WHAT NEEDS TO BE DONE. Lines holding the word "getCurrentUser" must be located in the listing below and copied.
====
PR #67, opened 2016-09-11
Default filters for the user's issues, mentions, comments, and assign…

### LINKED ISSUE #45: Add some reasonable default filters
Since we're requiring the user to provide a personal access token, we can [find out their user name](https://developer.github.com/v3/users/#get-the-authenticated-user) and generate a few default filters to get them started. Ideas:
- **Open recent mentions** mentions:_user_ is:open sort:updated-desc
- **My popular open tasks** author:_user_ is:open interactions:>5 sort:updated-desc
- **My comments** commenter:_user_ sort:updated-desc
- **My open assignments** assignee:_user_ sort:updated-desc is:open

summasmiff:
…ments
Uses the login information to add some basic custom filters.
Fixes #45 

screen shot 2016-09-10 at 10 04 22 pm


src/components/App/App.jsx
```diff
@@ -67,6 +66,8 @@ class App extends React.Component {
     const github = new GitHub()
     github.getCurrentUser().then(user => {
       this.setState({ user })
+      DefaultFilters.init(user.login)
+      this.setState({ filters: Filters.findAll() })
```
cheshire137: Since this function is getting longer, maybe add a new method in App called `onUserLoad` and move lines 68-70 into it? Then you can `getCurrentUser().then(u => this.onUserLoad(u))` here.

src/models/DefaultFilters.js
====
EXERCISE OUTPUT.
     github.getCurrentUser().then(user => {
cheshire137: Since this function is getting longer, maybe add a new method in App called `onUserLoad` and move lines 68-70 into it? Then you can `getCurrentUser().then(u => this.onUserLoad(u))` here.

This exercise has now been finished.